Monde

Le coût humain d'une intervention en Iran serait équivalent à la catastrophe de Tchernobyl

Laure Beaulieu, mis à jour le 04.10.2012 à 11 h 01

Capture d'écran du discours de Benjamin Netanyahou à l'Assemblée générale de l'Onu le 27 septembre 2012

Capture d'écran du discours de Benjamin Netanyahou à l'Assemblée générale de l'Onu le 27 septembre 2012

Le 27 septembre 2012, Benjamin Nétanyahou a montré une bombe sur le point d'exploser pour signifier l'urgence d'agir face au développement du programme nucléaire iranien. Israël aimerait ainsi obliger les Etats-Unis à intervenir en Iran, car elle craint une attaque iranienne sur son territoire.

«L’argument matraqué en permanence consiste à prétendre que si l’Iran obtient des armes nucléaires, la situation dans la région sera totalement modifiée, pas seulement pour l’Etat juif mais aussi pour tous les pays modérés», expliquait mi-août sur Slate.fr Jacques Benillouche.

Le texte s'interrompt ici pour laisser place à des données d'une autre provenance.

PR #226, opened 2022-03-23
Add HSQ Indicators  (housing tenure) from 2000 Census PUMS

mbh329:
`pums_2000_hsq_housing_tenure.py`

Pretty straightforward script and very similar to the `2000_census_demographics` and `2000_census_economic`. Updated the tags to follow the newest conventions laid out in today's meeting with OSE.  Moved the global dictionaries to convert DCP population race codes and stat suffix mappers and the load data step  to the `utils/dcp_population_excel_helpers.py`. This script ONLY ingests/aggregates 2000 housing tenure PUMS data: `occupied_units, occupied_units_owner, occupied_units_renter`

`aggregation_helpers.py`

Updated this function to handle the newest tag conventions.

«Selon des “fuites” en provenance des services de sécurité, (...) [Téhéran] pourrait constituer, sous deux mois, un stock de 250 kilos enrichi à 20%, de quoi construire jusqu’à quatre bombes nucléaires d’ici 2013», poursuivait le journaliste Jacques Benillouche.

Une étude de l'institut de politique de l'université de l'Utah et de l'ONG Omid pour l'Iran, relayé dans un post du blog Persian Letters de Radio Free Europe Radio Liberty, donne une nouvelle perspective pour appréhender les conséquences d'une intervention en Iran.

Alors que les spécialistes ont largement évoqué les conséquences géopolitiques d'une intervention, les auteurs de l'étude se sont intéressés aux conséquences humanitaires possibles.

Une intervention occidentale sur les bases nucléaires iraniennes pourraient faire jusqu'à 70.000 victimes. Ces 70.000 personnes seraient tuées ou blessées à cause de l'exposition aux fumées toxique de fumées, «soit une catastrophe similaire à celle de la fuite de gaz à Bhopal ou de la fusion nucléaire à Tchernobyl», explique la journaliste Golnaz Esfandiari sur son blog Persian Letters.

En outre, l'ensemble des personnes employées sur ces sites mourraient.

«Selon nos estimations, le nombre de victimes d'un bombardement des quatre sites serait d'environ 5.000 personnes. Si le bombardement inclut plus de quatre sites, les victimes immédiates pourraient s'élever jusqu'à 10.000 personnes», explique l'auteur du rapport.

Les analystes occidentaux ne sont pas les seuls à ignorer le coût humain d'une intervention iranienne, explique la journaliste de Radio Free Europe Radio Liberty.

«Ce n'est pas un sujet de discussions en Iran, où les médias du pouvoir se focalisent en grande partie sur la façon dont le pays pourrait réagir en cas d'attaque.»